Немудрено, что даже в статье, опубликованной в журнале официальных китайских профсоюзов, говорилось: «В раннекапиталистических обществах были широко распространены подавление основных прав рабочих и контроль за ними. Сегодня подобная практика почти полностью исчезла и существует только в социалистических (!!! — В. Б.) cтранах — таких, как наша».

В 2001 г. зарегистрировано более 1 млн. несчастных случаев на производстве (сравнительно с 2000 г. — рост на 20%), в т. ч. более 100 тыс. — со смертельным исходом (рост на 10,4%). В Китае добывается 25% мирового угля, но происходит 80% мировых несчастных случаев в шахтах со смертельным исходом. Ежегодно гибнут 5–6 тыс. шахтеров, в 2002 г., по предварительным подсчетам — 10 тыс. — печальный рекорд.
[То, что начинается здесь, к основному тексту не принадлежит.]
PR #1802, opened 2026-06-24
Recovery never confirms transactions on non-owner nodes

### LINKED ISSUE #1773: Recovery never confirms transactions on non-owner nodes: NewFullRequestFromBytes fails on the bare TokenRequest (proto3 "string field contains invalid UTF-8")
### Summary

On a Fabric-X deployment, an FSC node that participates in transactions as a
**non-owner** (an endorser node, in our case) never marks those transactions
`Confirmed` — they stay `Pending` indefinitely. The recovery service repeatedly
claims and fails them:

    recoverTransactions WARN completed recovery sweep: claimed=100, succeeded=0, failed=100
    recovery failure: ... failed to process token request [<txid>]:
      failed to create token request from bytes:
      failed to unmarshal request: string field contains invalid UTF-8

Owner nodes (initiators) confirm normally. The non-owner node's `Pending` set
therefore grows by one per transaction it endorses, and the recovery sweep
becomes a permanent zero-progress loop.

### Environment
- fabric-token-sdk: recent `main`
- Network: Fabric-X
- Driver: zkatdlog (confidential)

### Root cause (our analysis)

Recovery reconstructs the token request from stored bytes via `NewFullRequestFromBytes`:

- `token/services/ttx/finality/recovery.go` — `TTXRecoveryHandler.applyFinalityLogic`:
  on `network.Valid`, loads the stored token request and calls `hasher.ProcessTokenRequest`.
- `token/services/ttx/finality/hasher.go` — `ProcessTokenRequest` →
  `tms.NewFullRequestFromBytes(tokenRequestRaw)`.
- `token/request.go` — `Request.FromBytes` → `proto.Unmarshal(raw, &request.TokenRequestWithMetadata{})`.

`NewFullRequestFromBytes` assumes the bytes are a full `TokenRequestWithMetadata`
(`version`, **`anchor`**, `request`, `metadata`). A non-owner node never has that
form: during endorsement collection the initiator distributes only `RequestToBytes()`
— the bare `TokenRequest` (actions/signatures/auditing); the metadata is owner-private
and is not sent. The non-owner persists that bare form.

Unmarshaling a bare `TokenRequest` as a `TokenRequestWithMetadata` collides on field #2:

| field # | `TokenRequest`                       | `TokenRequestWithMetadata` |
|---------|--------------------------------------|----------------------------|
| 2       | `actions` (repeated message, binary) | `anchor` (**string**)      |

proto3 enforces UTF-8 on the `anchor` string field, so the binary action bytes are
rejected → `string field contains invalid UTF-8`.

Owner nodes are unaffected: they persist the full `TokenRequestWithMetadata`, and the
finality listener usually resolves the request from the in-memory cache
(`GetCachedTokenRequest`), rarely hitting the DB reconstruction. A non-owner node has
no such cache after a restart, so every recovery attempt hits the failing path.

(`ProcessTokenRequest` is shared by both the recovery sweep `recovery.go` and the push
finality listener `listener.go`; `NewFullRequestFromBytes` is also used by
`ttx/info.go` `loadTransient`.)

### Questions

1. Is this TTX recovery / finality expected to run on non-owner nodes at all? Should
   listener registration / recovery be scoped to owner (and auditor) roles?

2. If non-owners are meant to recover, would a deserialization fallback be acceptable —
   try `NewFullRequestFromBytes`, and on failure fall back to
   `NewRequestFromBytes(anchor, raw, nil)` (parse as bare actions)? The confirm path
   appears to need only the actions (`MarshalToSign` excludes metadata, and the
   resulting hash matches the on-ledger reference). Is that reasoning correct, or is the
   metadata required somewhere in the confirm path?

3. A deserialization failure is currently treated like a transient error: the
   transaction is neither confirmed nor retired, so it is re-claimed on every sweep
   indefinitely (and, depending on claim ordering, can pin the head of the queue).
   Should recovery classify non-retryable failures (e.g. unmarshal errors) and move them
   to a terminal state instead of looping forever?

### Impact

A non-owner node accumulates unbounded `Pending` rows and runs a continuous failing
recovery sweep; under load the resulting churn contributes to instability.

adecaro:
This PR addresses #1773 by introducing a new db in the storage services dedicated to store the audit traces of the endorsers.


token/services/storage/db/sql/common/transactions.go
```diff
@@ -682,11 +682,23 @@ func (w *TransactionStoreTransaction) AddValidationRecord(ctx context.Context, t
...
+		Row(txID, tokenRequest, dbdriver.Pending, "", []byte("{}"), []byte("{}"), ppHash, now).
+		Format()
+	logging.Debug(logger, query, txID, fmt.Sprintf("(%d bytes)", len(tokenRequest)), len(ppHash), now)
+
+	if _, err = w.txn.ExecContext(ctx, query, args...); err != nil {
+		return ttxDBError(err)
+	}
+
+	// Then insert the validation record as a self-contained entity (no foreign key to Requests)
+	query, args = q.InsertInto(w.table.Validations).
```
AkramBitar: What happens in the case that we succussed to insert to Requests table and failed to insert to Validations table?  
In this case we have inconsistent data. 
Does this covered under transaction section that will be rollbacked?

AkramBitar (changes requested):

token/services/storage/db/sql/common/transactions.go
adecaro: indeed, the transaction db should not carry any reference to validation records anymore. I have moved everything to a new db called endorserdb

docs/imgs/storage_db.puml
```diff
@@ -56,10 +49,20 @@ package "Transaction & Audit Store (TTXDB / AuditDB)" {
...
     movements }o--|| requests : "tx_id"
-    req_vals ||--|| requests : "tx_id"
     tx_ends }o..|| requests : "tx_id (no FK constraint)"
 }
 
+package "Endorser Store (EndorserDB)" {
+    entity "Validations" as req_vals {
+        * tx_id : TEXT <<PK, NOT NULL>>
+        --
+        request : BYTEA
```
AkramBitar, line 59: Do we need to have foreign keys that points to tx_id and request in other stores?

docs/services/storage/endorserdb.md
```diff
@@ -0,0 +1,219 @@
+# Endorser Database (endorserdb)
+
+The `endorserdb` package provides storage services for validation records in the Fabric Token SDK. It manages the persistence and querying of token transaction validation records that are created during the endorsement process.
+
+## Overview
+
+The endorser database stores validation records that track token requests validated by endorsers. Each validation record contains:
+- Transaction ID
+- Token request data
```
AkramBitar, line 9: Does this data is duplicated? Do we have it in the Request table?

token/services/storage/db/sql/common/endorser.go
```diff
@@ -0,0 +1,214 @@
...
+// Close closes the database connections
+func (db *EndorserStore) Close() error {
+	return nil // Connections are managed externally
+}
+
+// GetSchema returns the SQL schema for creating the endorser store tables
+func (db *EndorserStore) GetSchema() string {
+	return fmt.Sprintf(`
+		CREATE TABLE IF NOT EXISTS %s (
+			tx_id TEXT NOT NULL PRIMARY KEY,
```
AkramBitar, line 64: Related to my above comment in foreign keys.  Maybe we need t consider adding relationship between this table and other tables, this will preserve consistsency.

token/services/storage/endorserdb/store.go
```diff
@@ -0,0 +1,183 @@
...
+	}
+	// Store the token request directly in the validation record
+	if err := w.AddValidationRecord(ctx, txID, tokenRequest, meta, ppHash); err != nil {
+		w.Rollback()
+
+		return errors.WithMessagef(err, "append validation record for txid [%s] failed", txID)
+	}
+	if err := w.Commit(); err != nil {
+		return errors.WithMessagef(err, "append validation record commit for txid [%s] failed", txID)
+	}
```
AkramBitar, line 137: In case of error in the commit do we need to call rollback?

See set SetStatus method below

token/services/storage/db/sql/sqlite/endorser_test.go
```diff
@@ -0,0 +1,276 @@
...
+	record := driver.ValidationRecord{
+		TxID:         "1234",
+		TokenRequest: []byte("some request"),
+		Timestamp:    timeFrom,
+	}
+	output := []driver2.Value{
+		record.TxID, record.TokenRequest, nil, record.Timestamp,
+	}
+
+	query := "SELECT VALIDATIONS.tx_id, VALIDATIONS.request, VALIDATIONS.metadata, VALIDATIONS.stored_at " +
```
AkramBitar, line 51: I am wondering why we do not have common endorser tests for both databases?

AkramBitar (changes requested):

docs/imgs/storage_db.puml
adecaro: no, this table is designed to be self sufficient. Only endorsers will have it with data in it.

docs/services/storage/endorserdb.md
adecaro: no, no duplication. The endorserdb is used only by endorsers that don't use the other dbs

token/services/storage/db/sql/common/endorser.go
adecaro: they are independent cause the endorserdb is used only by the endorsers who do not use the other tables.

token/services/storage/db/sql/sqlite/endorser_test.go
adecaro: we have, but this part is about the generation of the sql queries that are db specific

token/services/storage/endorserdb/store.go
adecaro: no need to rollback explicitly, it is not required. SetStatus is not used yet. We will understand later if we need to update this flag in case the endorser must run statefull validation

AkramBitar (approved):
LGTM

С началом «политики реконструкции» в 1997 г. по официальной статистике уволено 11,5 млн. рабочих, в 1998 г. — 8,9 млн., в каждом последующем году — по 5–6 млн. До 2010 г. государственные предприятия, чтобы стать конкурентоспособными, должны уволить еще 25–40 млн. человек.

Массовые увольнения привели в 2001–2002 гг. к взрывам пролетарской борьбы в традиционных промышленных центрах Северо-Восточного Китая — Дацзыне (где поднялись нефтяники), Ляоюане (металлурги), Фушане (шахтеры). Протестующие против увольнений пролетарии выходили на дикие демонстрации, блокировали, а иногда и захватывали здания местной администрации, перекрывали улицы, шоссе и железные дороги. Перед китайской буржуазией вновь возник грозный призрак пролетарской классовой борьбы, борьбы, презирающей буржуазную легальность и ставящей право на жизнь выше права собственности [см. 232, с. 133–134].

В китайском пролетариате зреют гроздья гнева. Китайский автор Хэ Цинлянь обнаруживает «невероятное возмущение в обществе социальной несправедливостью» [цит. по: 129, с. 218]. Слова «эксплуатируемый», «класс» и «наемный рабочий» используются рабочими для характеристики своего положения. Очень многие среди уволенных с работы «настроены резко против тех, кто находится у власти, считая, что это — богатые люди, люди, у которых есть деньги», они надеются, что будет начато «массовое социальное движение, и хотели бы, чтобы им выпал случай излить свое недовольство, сорвать на ком-нибудь свою злобу» [цит. по: 129, с. 161].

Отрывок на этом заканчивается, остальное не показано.